Directories and shared memory
Randomly ran across this discussion of online directories like Google today, and something caught my eye:
So why does Google work so well? Because it's open and fair and seems smart (it's just a computer of course). Its algorithms figure out what the Web has to say on a given subject. Collectively we believe in Google, it's our memory, it's the way we share.
I don't believe in a "genetic memory", or any of the other theories about shared memories I've seen (not that I've done an exhaustive review, you understand). But it seems to me that as the human race moves forward into a more and more interconnected world, one where vast volumes of information are nearly instantly accessible, we will develop one.
Not one based on genetics, or on cultural memes, but one grounded in databases and hyperlinks, grown out of the tangles and cycles of references we all make to each other, every day. There are already efforts to create historical archives of the Net, in the realization that information is lost with every revision of a web page. Myself, I think these archivists -- these contemporary archaeologists, digging frantically through our trash piles even as we toss out today's informational leavings -- are doomed to failure; the Net grows and changes far beyond even Google's ability to archive it. Since the last time Google cached my web page, it's changed perhaps several hundred times. While doubtless no really valuable information was lost by that lack, it does serve as an example.
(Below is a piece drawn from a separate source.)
PR #59, opened 2023-10-24
fix: [audit] ZNS-6 - Get a Free Domain with Undefined Price Configuration 

Whytecrowe:


test/helpers/register-setup.ts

Instead, I think the Net will more or less [have to] archive itself; the important bits, anyway. Before any written records, human culture survived centuries without any conscientious archivers creating indelible records. The important information -- the stories, the toolmaking methods, the survival tactics -- were communicated via daily use, and refreshed via daily use as well. While the invention -- and wide spread -- of writing certainly served to protect human works, we are now fast approaching an age where we produce more information than we could possibly preserve. In fact, we may well have entered that age already. Obviously much of this information will be trivial; perhaps most of it will, except to net historians. The question is how to identify, and preserve, the valuable information without attempting the impossible task of either sifting through all of the information or archiving everything (and every version of everything!).
The answer is already visible in two places. The first I've already mentioned: Google, and similar services. By "similar services" I mean automated agents which try to identify, index, and provide useful information on demand. What makes Google so very interesting (at least to me), and so illustrative of the second place, is this: Google isn't actually automating the identification of useful information. Google's PageRank and indexing mechanisms use, as one measure of information's value, how many times a piece of information (a web page) has been referenced (linked to) by another piece of information (another web page), inevitably written by a human!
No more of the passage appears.